Dejong Cornelis H C, van de Poll Marcel C G, Soeters Peter B, Jalan Rajiv, Olde Damink Steven W M
Department of Surgery, Nutrition and Toxicology Institute Maastricht, Maastricht University, the Netherlands.
J Nutr. 2007 Jun;137(6 Suppl 1):1579S-1585S; discussion 1597S-1598S. doi: 10.1093/jn/137.6.1579S.
Liver failure is associated with hepatic encephalopathy (HE).
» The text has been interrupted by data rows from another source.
PR #4333, opened 2026-07-08
fix(supply): box lexicals captured by tap/act/then closures as shared cells (S32 socket-recv-vs-read 13/13)

tokuhirom:
## Problem

`socket-recv-vs-read.t` test 11 (`read blocks until it has enough data`) failed: `$p.status` was `Kept` instead of the expected `Planned`.

Root cause is **cross-thread lexical sharing**, not socket semantics. A closure passed to `.tap` is stored and driven asynchronously on another thread (the socket-listener worker in `dispatch_socket_async_listen`), so it genuinely escapes the call frame — exactly like a `start {...}` block. But method-call arguments were compiled in a conservative NON-escaping position, so a lexical the tap closure captures-and-mutates was never promoted to a shared `ContainerRef` cell.

Consequence: the parent's post-registration reassignment `$send-rest = Promise.new` was invisible to the tap body, which read a stale clone-time snapshot (the previous, already-`Kept` promise). Its `await $send-rest` returned immediately, the worker finished early, and the status read `Kept`.

## Fix

Mark closure args to supply-consuming methods (`tap`/`act`) as escaping (`method_escapes_closure_args`), so the captured-and-mutated lexical is boxed into a shared cell — the same sound mechanism `start` uses (a cell always tracks later mutations; a by-value snapshot would only be correct if the var is never mutated). Over-boxing a user-defined `tap`/`act` whose closure does not escape is a correctness-preserving pessimization, not a bug.

## Verification

- `roast/S32-io/socket-recv-vs-read.t`: 13/13, stable across 8 repeated runs; added to whitelist.
- New local guard `t/tap-captured-lexical-cross-thread.t`.
- All whitelisted S17-supply tap/act tests still PASS.
- `make test` green; `cargo clippy`/`fmt` clean.


tokuhirom:
Closing in favor of #4336 (the `.then`-only subset), plus a follow-up needed on the Proc::Async tap path.

**Diagnosis preserved:** The escape-boxing of `.tap`/`.act`/`.then` closures fixes cross-thread lexical staleness (socket-recv-vs-read.t test 11: the tap reads `$send-rest` by value = a stale clone-time snapshot). It is architecturally correct (same rule `start {...}` uses), but boxing a `.tap` accumulator exposes a **pre-existing double-delivery** in the Proc::Async tap path: the live-channel async loop AND the await-time `replay_proc_taps` both fire the tap, and the duplicate write stayed invisible only while the capture was a by-value snapshot — a shared cell keeps both, doubling `S17-procasync/basic.t` test 37's output.

Also this branch was accidentally based on `docs-blockers-s17-syntax-done` rather than `main`.

**Landed instead:**
- #4336 — the safe `.then`-only escape-boxing (no proc-async interaction).
- (Flaky fix #4334 — de-flaked `t/react-nested-whenever-on-demand-close.t` — already merged.)

**Follow-up (tracked in TODO_roast/S32.md):** resolve the Proc::Async tap double-delivery (single delivery path per tap), then re-enable `tap`/`act` in `method_escapes_closure_args` to land socket-recv-vs-read.t.

PR #4469, opened 2026-07-12
feat(value): NaN-boxing representation flip — Value becomes one 8-byte word (3b-1 step B-flip)

tokuhirom:
## Summary

Layer 3b (NaN-boxing) final slice **B-flip** per [docs/nanbox-3b1-step-b-design.md](docs/nanbox-3b1-step-b-design.md) §4-4 / [ADR-0005](docs/adr/0005-nanbox-representation-encoding.md): `Value(ValueRepr)` → `Value(NanBox)`. **`size_of::<Value>()` drops 48 → 8 bytes** (`value_size_guard` updated; `Option<Value>` stays 8 via the NonZeroU64 niche). Every clone/move/drop of a `Value` now handles one word instead of a 48-byte enum.

- **`nanbox/peek.rs` (new)**: the borrowed decode. `view()` classifies the word and hands out guard-type smart pointers (`ManuallyDrop` reconstructions from the payload address) for direct-pointer kinds, and payload-pointee `&'a` references for multi-field `Arc<...Box>` kinds. Word-level probes back the wall accessors (`as_int` — inline + boxed, `as_str`, `as_sub_data`, `as_list_slice`, `is_hash_itemized`, …).
- **Seams (`mod.rs`)**: `into_repr` = tag decode (pointer payloads move, no refcount traffic), `from_repr` = tag pack, `with_repr_mut` = decode-edit-repack. `same_variant` compares collapsed variant tags (six Array kinds / itemized Hash / mutable Set-Bag-Mix / four Junction kinds / boxed Int fold onto their `ValueRepr` discriminant). `Value::NIL`/`TRUE`/`FALSE` are const inline words.
- **Wall accessors (`view.rs`)**: `with_*_mut` probe the view then decode-edit-repack; `with_array_inplace` / `detach_shared_container` ride `view()` guards; `into_array` / `into_proxy_parts` ride `into_repr`.
- **GC soundness fix caught by gc-stress**: multi-field payloads that were `Box`-owned pre-flip now share one `Arc<...Box>`, so tracing a shared box from every holder over-counted its inner `Gc` edges (trial-deletion strong-count underflow). `gc_trace` now gates on `value_bearing_arc_payload_uniquely_owned()` — a shared wrapper is treated as an external root holder, the same under-collect tradeoff as the existing `uniquely_owned` gates for Seq/Mixin/LazyThunk.
- `&Value::NIL` stopped const-promoting (`Value` now has `Drop`): the two sites keeping such a borrow across an expression use a `'static NIL_VALUE`.

## Gates (ADR-0005 §3.2)

- `make test` PASS (1677 files / 16507 tests); `cargo test` + gc-stress (16) green; clippy `-D warnings` + fmt clean.
- **GC counters invariant vs main**: `candidate_pushes`/`roots_scanned` byte-identical on fib (13/13) and a class+array+hash workload (4031/2028); scalar hot paths stay GC-free by construction (scalar pages carry no `Gc` payload).
- Roast spot checks (junction autothreading, hash, pair, capture, mixin-6e, proxy, binding/scalars, split, operators/misc): all PASS. Full roast delegated to CI.
- Release micro-benchmarks (int-arith / fib / bench-class clone-drop share) will be posted as a PR comment once the release build finishes.

https://claude.ai/code/session_01WkSj6GsxHMpcvDcg1kj6ni

### DIFF
--- a/src/runtime/test_functions/eval_exception.rs
+++ b/src/runtime/test_functions/eval_exception.rs
@@ -117,7 +117,10 @@ impl Interpreter {
             }
             positionals.push(arg);
         }
-        let value = positionals.first().copied().unwrap_or(&Value::NIL);
+        let value = positionals
+            .first()
+            .copied()
+            .unwrap_or(&crate::value::NIL_VALUE);
         let type_name = match positionals.get(1).copied() {
             Some(v) => match v.view() {
                 ValueView::Package(name) => name.resolve(),
--- a/src/value/guards.rs
+++ b/src/value/guards.rs
@@ -37,12 +37,27 @@ impl<'a, P> RefGuard<'a, P> {
     /// borrowed from the `Value`. Post-flip, `view()` instead reconstructs
     /// the pointer from the packed payload address.
     #[inline]
+    #[allow(dead_code)]
     pub(crate) fn borrowed(source: &'a P) -> Self {
         // SAFETY: the copy is wrapped in ManuallyDrop and never dropped, so
         // the source keeps its unique ownership of the reference; the
         // PhantomData borrow keeps `source` alive and unmutated for 'a.
         Self {
             inner: ManuallyDrop::new(unsafe { std::ptr::read(source) }),
+            _borrow: PhantomData,
+        }
+    }
+
+    /// Packed-storage constructor: wrap a smart pointer reconstructed from a
+    /// NaN-box payload address. The caller (the `nanbox` decoder) guarantees
+    /// the word it decoded from stays alive and unmutated for `'a`, so the
+    /// wrapped pointer's referent cannot be released while the guard lives;
+    /// `ManuallyDrop` keeps this reconstruction from double-releasing the
+    /// word's owned reference.
+    #[inline]
+    pub(in crate::value) fn from_reconstructed(source: P) -> Self {
+        Self {
+            inner: ManuallyDrop::new(source),
             _borrow: PhantomData,
         }
     }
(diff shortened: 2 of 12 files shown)


tokuhirom:
## Release micro-benchmarks (same-window A/B, `perf stat -r5`, `taskset -c 0-3`)

| bench | main (s) | flip (s) | delta |
|---|---|---|---|
| fib | 0.1464 | 0.1366 | **-6.7%** |
| int-arith | 0.0890 | 0.0822 | **-7.7%** |
| bench-class | 0.1904 | 0.1776 | **-6.7%** |
| method-call | 0.1863 | 0.1769 | **-5.0%** |
| bench-num (f64 loop) | 0.2728 | 0.2477 | **-9.2%** |
| bench-fib | 0.4309 | 0.3980 | **-7.6%** |

- **No regression anywhere; a uniform 5-9% win.** The ADR's aspirational "int-arith 2x / fib +30%" assumed the 48-byte enum was still the dominant cost at flip time — the July perf slices (for-loop O(n²) writeback fix, GetLocal clone removal, ctor plan cache, ?LINE field) already harvested most of that, so the flip lands as a broad clone/move/drop cheapening instead of a single spike.
- **Num-regression gate (ADR-0005 §2.1)**: the offset-encoded double costs ~1 ALU on pack/unpack; the f64-heavy loop is 9% *faster*, so the NaN-favored fallback stays closed.
- Full suite vs raku after the flip: fib **0.90x**, bench-class **0.89x**, bench-fib **1.88x**, method-call **1.13x**, int-arith **0.63x** — every PLAN §5 target still met.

An imbalance in plasma levels of aromatic amino acids (AAA) phenylalanine, tyrosine, and tryptophan and branched chain amino acids (BCAA) and their BCAA/AAA ratio has been suggested to play a causal role in HE by enhanced brain AAA uptake and subsequently disturbed neurotransmission. Until recently, data on this subject and the role of the liver and splanchnic bed were scarce, particularly in humans, due to inaccessibility of portal and hepatic veins. Here, we discuss, against a background of relevant literature, data obtained in patients undergoing liver resection or with a transjugular intrahepatic portasystemic stent shunt (TIPSS), where these veins are accessible. The BCAA/AAA ratio remained unchanged after major liver resection, but plasma AAA levels were inversely correlated (P < 0.001) with residual liver volume, in keeping with the observed hepatic AAA uptake. In patients with stable cirrhosis and a TIPSS, the plasma BCAA/AAA ratio was lower than in controls (1.19 +/- 0.09 vs. controls: 3.63 +/- 0.34). Gastrointestinal bleeding in cirrhotics with a TIPSS induced disturbances in BCAA levels and the BCAA/AAA ratio and induced catabolism, which could partly be corrected by isoleucine administration. AAA may be important in the pathogenesis of HE, but it is unlikely that they are the sole factors. HE most likely is a syndrome with multifactorial pathogenesis, where hyperammonemia, AAA/BCAA imbalances, inflammation, brain edema, and neurotransmitter changes interact. Novel therapies to normalize AAA levels in patients with liver failure (such as the molecular adsorbent recirculating system dialysis device) should probably be combined with supplementation of e.g. isoleucine and enhancing ammonia excretion by the kidneys.
肝衰竭与肝性脑病(HE)相关。血浆中芳香族氨基酸(AAA)苯丙氨酸、酪氨酸和色氨酸与支链氨基酸(BCAA)水平失衡及其BCAA/AAA比值,被认为通过增强脑内AAA摄取及随后扰乱神经传递,在HE发病中起因果作用。直到最近,由于门静脉和肝静脉难以接近,关于这一主题以及肝脏和内脏床作用的数据很少,尤其是在人类中。在此,我们结合相关文献背景,讨论在肝切除患者或经颈静脉肝内门体分流术(TIPSS)患者中获得的数据,这些患者的这些静脉是可接近的。肝大部切除术后BCAA/AAA比值保持不变,但血浆AAA水平与残余肝体积呈负相关(P < 0.001),这与观察到的肝脏AAA摄取情况一致。在患有稳定肝硬化且行TIPSS的患者中,血浆BCAA/AAA比值低于对照组(1.19±0.09 vs. 对照组:3.63±0.34)。行TIPSS的肝硬化患者发生胃肠道出血会导致BCAA水平和BCAA/AAA比值紊乱,并引发分解代谢,给予异亮氨酸可部分纠正。AAA可能在HE发病机制中起重要作用,但它们不太可能是唯一因素。HE很可能是一种具有多因素发病机制的综合征,其中高氨血症、AAA/BCAA失衡、炎症、脑水肿和神经递质变化相互作用。使肝衰竭患者AAA水平正常化的新疗法(如分子吸附再循环系统透析装置)可能应与补充异亮氨酸等以及增强肾脏氨排泄相结合。